## TASK PROMPT
Please copy out the entries until you have copied the line that contains "If the LSP client", beginning with the first line.

Items from a data source:
PR #1713, opened 2025-08-07
fix: canonicalize workspace_root in configuration

### LINKED ISSUE #1707: Setting `userDictPath` does not change the user dictionary location
**Describe the bug**
harper 0.55.0 does not recognize a modified user dictionary location after changing the value of `userDictPath`.

**To Reproduce**
1. Set a custom `userDictPath` in neovim
```lua
vim.lsp.config('harper_ls', {
    settings = {
        ["harper-ls"] = {
            userDictPath = vim.fn.stdpath("config") .. "/spell/en.utf-8.add",
        }
    },
})
vim.lsp.enable('harper_ls')
```
3. Add words to the user dictionary
4. Harper still marks them as mispelled

**Expected behavior**
Changing the value of `userDictPath` change the location of the user dictionary

**Screenshots**

**Platform**
Neovim 0.11.3

**Additional context**
This bug is not present is harper 0.54.0 and previous versions.

The default user dictionary location `$XDG_CONFIG_HOME/harper-ls/dictionary.txt` is still recognize even after `userDictPath` is set.

kinnison:
# Issues 

Fixes #1707

# Description

If the LSP client does not provide any mechanism to determine the root of the workspace, we need to resolve things relative to the current directory, but previously we tried that as `.` which it turns out `.try_resolve_in()` does not like.

This changes the behaviour to always `.canonicalize()` the root of the workspace so that subsequent path resolution starts from an absolute path.

# Demo

N/A ?

# How Has This Been Tested?

The original poster of #1707 confirmed that this fixed their issue.

# Checklist

### DIFF
--- a/harper-cli/src/input.rs
+++ b/harper-cli/src/input.rs
@@ -32,7 +32,7 @@ impl Input {
     /// Gets a human-readable identifier for the input. For example, this can be a filename, or
     /// simply the string `"<input>"`.
     #[must_use]
-    pub(super) fn get_identifier(&self) -> Cow<str> {
+    pub(super) fn get_identifier(&self) -> Cow<'_, str> {
         match self {
             Input::File(file) => file
                 .file_name()
--- a/harper-core/src/char_string.rs
+++ b/harper-core/src/char_string.rs
@@ -9,10 +9,10 @@ pub type CharString = SmallVec<[char; 16]>;
 /// Extensions to character sequences that make them easier to wrangle.
 pub trait CharStringExt {
     /// Convert all characters to lowercase, returning a new owned vector if any changes were made.
-    fn to_lower(&self) -> Cow<[char]>;
+    fn to_lower(&self) -> Cow<'_, [char]>;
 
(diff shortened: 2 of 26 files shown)


kinnison:
The precommit fail appears to be a new clippy lint, do you want me to fix it in this PR too?

kinnison:
@elijah-potter 

I've added two chore commits, one which deals with clippy errors which can be auto-fixed and one which deals with mismatched lifetime elisions.

elijah-potter (approved):
Looks good to me! Thanks for dealing with the Rust `1.89.0` fall out and thank you for fixing this so quickly.

kinnison:
> Looks good to me! Thanks for dealing with the Rust `1.89.0` fall out 

You're welcome - this wasn't that much work and let me practice using Helix's diagnostics jump functionality some more 😀 

> and thank you for fixing this so quickly.

I'm just sorry that I didn't spot the problem before it caused someone to suffer.

Issue #1696, opened 2025-08-05
Add new annotations for verb forms in `dictionary.dict`


hippietrail:
Linters sometimes need to know what form a verb is:
- eat / walk - lemma/plain/basic/dictionary/citation/"present"
- ate / walked - simple past/preterite/"past"
- eaten / walked - past participle/"past"
- eats / walks - 3rd person singular present/"present"
- eating / walking - continuous/progressive/"present"

Most of these except lemma and the distinction between simple past and past participle are already handled for deriving most regular verbs: `/d` creates a "past" form in `-ed` since regular verbs share a single form for simple past and past participle. `/S` creates a third person singular present form in `-s` or `-es`. `/G` creates a progressive form in `-ing`.

But for irregular verbs and also regular verbs with spellings that the affix system doesn't handle, such as when a final consonant needs to be doubled, each form is just added to the dictionary with the generic `/V` marking it as a verb of some kind.

Also each verb in the `WordMetadata` has a "verb form" field which can only be set to one of the above types. But as we already know, all irregular verbs have one form that covers two functions. But for irregular verbs a past form may even coincide with the lemma/present form: I run / I ran / I have run. I read / I read / I have read.

So this means we should change the "verb form" from a plain enum to a bitfield enum as we use for `Dialect` and `OrthFlags`.

I'm proposing these annotation flags, which are currently unused:
- `b` for the lemma or **b**ase form
- `t` for the simple pas**t** or pre**t**eri**t**e form
- `T` for the pas**t** par**t**iciple form
- `H` for the t**h**ird person singular present form
- `6` for the `-ing` progressive/continuous form. (`6` looks a bit like a rotated `g`).

I've already started work on this.

hippietrail:
This is all completed as of #1730

PR #1730, opened 2025-08-11
Implement full verb form annotations

hippietrail:
# Issues 

Implements #1696 

# Description

Verb forms (inaccurately known as "tense") properties fully propagated.

It turns out that the expectation that all past participles and present participles can function as adjectives is not true after all: "cared" for instance. This has affected a couple of current tests.

The best fix is unclear. Perhaps separate annotation flags for verbs where the assumptions are true versus false. Perhaps defaulting to true and needing to create the individual form entries separately so they don't get the adjective annotation. It seems this strongly correlates with whether verbs are transitive or intransitive, which we don't yet track. So maybe we should handle both together.

- "Lemma" for the basic form of the verb (aka headword, dictionary form, citation form)
- Just "past" for regular verbs ("walked", "asked", etc.)
- separate "preterite"/"simple past" and "past participle" for irregular verbs ("ate"/"eaten", "ran"/"run", "did"/"done", etc.)
- A single form of a verb can have multiple functions: "I run" and "I read" use the same verb form as "I have run" and "I have read" = lemma + preterite ("present" + "past")

Also:
- POS tag snapshots now annotate all verb forms.
- Adjective positive degree is now also tracked.
- Improved error messages for `annotations.json` parse failures.
- Simplified `everyday.rs` linter to use these changes.
- New rust lifetime lint annotations.

# How Has This Been Tested?

All tests pass though I disabled between one and three due to the fact that past participles are not always adjectives as previously expected.

Please file issues for these and any other new false positives and false negatives!

I added a couple of unit tests for inflected forms of other POSes as well as the new verb form properties.

# Checklist


harper-core/src/linting/lint_group.rs
```diff
@@ -650,6 +650,24 @@ mod tests {
         group.all_descriptions_html();
     }
 
+    #[test]
+    fn fix_low_hanging_fruit_msg() {
+        assert_suggestion_result(
```
elijah-potter: Should these be `assert_no_lint`?

harper-core/src/spell/mutable_dictionary.rs
```diff
@@ -30,13 +30,13 @@ pub struct MutableDictionary {
...
-        MutableDictionary::from_rune_files(
-            include_str!("../../dictionary.dict"),
-            include_str!("../../annotations.json"),
-        )
-        .expect("Curated dictionary should be valid."),
+    MutableDictionary::from_rune_files(
+        include_str!("../../dictionary.dict"),
+        include_str!("../../annotations.json"),
     )
+    .map_err(|e| format!("Failed to load curated dictionary: {}\nThis is likely due to a problem with the dictionary files.\n\nError details: {}", if cfg!(test) { "(running in test mode)" } else { "" }, e))
```
elijah-potter: This feel awkward. What's going on?

harper-core/src/spell/rune/attribute_list.rs
```diff
@@ -36,10 +36,21 @@ impl AttributeList {
...
+        match human_readable {
+            Ok(parsed) => parsed.into_normal(),
+            Err(e) => {
+                let error_msg = format!(
+                    "Failed to parse JSON: {}\nError occurred at line: {}, column: {}",
+                    e,
+                    e.line(),
+                    e.column()
+                );
+                eprintln!("{error_msg}");
```
elijah-potter: We should not print on this path. If more information must be conveyed, include it in the Error type.

elijah-potter (commented):
I have some questions, but this is otherwise good work, and I'm glad the verb forms are getting some attention.

elijah-potter (commented):
I have some questions, but this is otherwise good work, and I'm glad the verb forms are getting some attention.

harper-core/src/linting/lint_group.rs
hippietrail: Well spotted! Thanks!

harper-core/src/spell/mutable_dictionary.rs
hippietrail: I had trouble wrangling the JSON changes for the attributes while experimenting with what would work best and there was a hard-coded error. This looks like part of what the LLM wrote while improving that. Let me take a look at it... Right I'll change it to include the specific error info but cut out all the wordy stuff...

harper-core/src/spell/rune/attribute_list.rs
hippietrail: I've used the LLM to change this since it's not an area of Rust I've explored...

harper-core/src/spell/rune/error.rs
```diff
@@ -12,8 +14,22 @@ pub enum Error {
...
+        column: usize,
+    },
+    #[error("An error occurred with a condition: {0}")]
     Matcher(#[from] matcher::Error),
 }
+
+impl From<SerdeJsonError> for Error {
+    fn from(e: SerdeJsonError) -> Self {
+        Error::MalformedJSON {
+            message: Box::leak(e.to_string().into_boxed_str()),
```
elijah-potter: I've noticed that LLMs don't seem to care about leaking memory. We do. I'd suggest you replace the `&'static str` with an owned `String`.

hippietrail: > I've noticed that LLMs don't seem to care about leaking memory. We do. I'd suggest you replace the `&'static str` with an owned `String`.

Oh wow I better watch out for that! Thanks.

elijah-potter (approved):
Thanks for iterating on this. I think it's ready to be merged!

Issue #1731, opened 2025-08-11
`AnchorStar` and `AnchorEnd` do not match start and end of **chunks** as expected.


hippietrail:
These are needed to work on **chunks** because **chunks** are the subdivisions of a document over which `PatternLinter`s/`ExprLinter`s run. I don't think **chunk** is a properly defined concept though. Instead, the `AnchorStart` and `AnchorEnd` refer to the concept of a **token stream**, which I think is also not a defined concept:
```
/// A [`Step`] which will match only if the cursor is over the first word-like of a token stream.
/// It will return that token.
```
The importance of the chunk concept is seen in `lint_group.rs`:
```
impl Linter for LintGroup {
    fn lint(&mut self, document: &Document) -> Vec<Lint> {
        let mut results = Vec::new();

        // Normal linters
        for (key, linter) in &mut self.linters {
            if self.config.is_rule_enabled(key) {
                results.extend(linter.lint(document));
            }
        }

        // Pattern linters
        for chunk in document.iter_chunks() {
            let Some(chunk_span) = chunk.span() else {
                continue;
            };

            let chunk_chars = document.get_span_content(&chunk_span);
            let config_hash = self.hasher_builder.hash_one(&self.config);
            let key = (chunk_chars.into(), config_hash);

            let mut chunk_results = if let Some(hit) = self.chunk_expr_cache.get(&key) {
                hit.clone()
            } else {
                let mut pattern_lints = Vec::new();

                for (key, linter) in &mut self.expr_linters {
                    if self.config.is_rule_enabled(key) {
                        pattern_lints.extend(run_on_chunk(linter, chunk, document.get_source()));
                    }
                }

                // Make the spans relative to the chunk start
                for lint in &mut pattern_lints {
                    lint.span.pull_by(chunk_span.start);
                }

                self.chunk_expr_cache.put(key, pattern_lints.clone());
                pattern_lints
            };

            // Bring the spans back into document-space
            for lint in &mut chunk_results {
                lint.span.push_by(chunk_span.start);
            }

            results.append(&mut chunk_results);
        }

        results
    }
```
A **lint group** is an arbitrary bunch of lints, and crucially is used for the set of all lints enabled by the user when linting a document through the LSP or any of the plugins.

You can see that the way a document is linted is in two steps:
1. First run all of the "normal" linters over the document as a whole.
2. Iterate over each **chunk** and run the *pattern linters** (including `Expr`s) over each **chunk**.

[...]

PR #1736, opened 2025-08-11
test: tests for how I would expect `AnchorStart` and `AnchorEnd` to work

hippietrail:
# Issues 
#1731 

# Description

Provides a test for each of `AnchorStart` and `AnchorEnd` for what I expect them to be able to do.

# Checklist


harper-core/src/expr/anchor_start.rs
```diff
@@ -38,4 +40,44 @@ mod tests {
...
+            })
+        }
+
+        fn description(&self) -> &str {
+            "Testing `AnchorStart`."
+        }
+    }
+
+    #[test]
+    fn flags_single_token() {
```
elijah-potter, line 76: The problem here is that the expression is only allowed to view individual chunks at a time, so it can only see `Hello`, `world!`, and `START two three four five.` separately. Because the other two chunks have other punctuation (and your `Expr` doesn't match punctuation, it doesn't match the other two.

I can see how this is confusing. Would it be better if we change this to this?

```
/// A [`Step`] which will match only if the cursor is over the last non-whitespace character in stream.
```

```
/// A [`Step`] which will match only if the cursor is over the last word token in the stream.
```

harper-core/src/expr/anchor_end.rs
```diff
@@ -48,4 +50,46 @@ mod tests {
...
     }
+
+    pub struct End {
+        expr: Box<dyn Expr>,
+    }
+
+    impl Default for End {
+        fn default() -> Self {
+            Self {
+                expr: Box::new(SequenceExpr::default().then_any_word().then(AnchorEnd)), // Only replaces the very first word
```
elijah-potter, line 61: Having the `AnchorEnd` at the end of the expression is the intended usage. This is correct.

harper-core/src/expr/anchor_start.rs
hippietrail: Ah actually a chunk is delimited by `,` so it should be this:
```rs
        assert_suggestion_result(
            "Hello, world! One two three four five.",
            Start::default(),
            "START, START! START two three four five.",
        );
```

hippietrail:
Closing this one to be replace by a draft of a work-in-progress implementation to address the issues that I've stuck on...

## REPLY TO THE TASK
PR #1713, opened 2025-08-07
fix: canonicalize workspace_root in configuration

### LINKED ISSUE #1707: Setting `userDictPath` does not change the user dictionary location
**Describe the bug**
harper 0.55.0 does not recognize a modified user dictionary location after changing the value of `userDictPath`.

**To Reproduce**
1. Set a custom `userDictPath` in neovim
```lua
vim.lsp.config('harper_ls', {
    settings = {
        ["harper-ls"] = {
            userDictPath = vim.fn.stdpath("config") .. "/spell/en.utf-8.add",
        }
    },
})
vim.lsp.enable('harper_ls')
```
3. Add words to the user dictionary
4. Harper still marks them as mispelled

**Expected behavior**
Changing the value of `userDictPath` change the location of the user dictionary

**Screenshots**

**Platform**
Neovim 0.11.3

**Additional context**
This bug is not present is harper 0.54.0 and previous versions.

The default user dictionary location `$XDG_CONFIG_HOME/harper-ls/dictionary.txt` is still recognize even after `userDictPath` is set.

kinnison:
# Issues 

Fixes #1707

# Description

If the LSP client does not provide any mechanism to determine the root of the workspace, we need to resolve things relative to the current directory, but previously we tried that as `.` which it turns out `.try_resolve_in()` does not like.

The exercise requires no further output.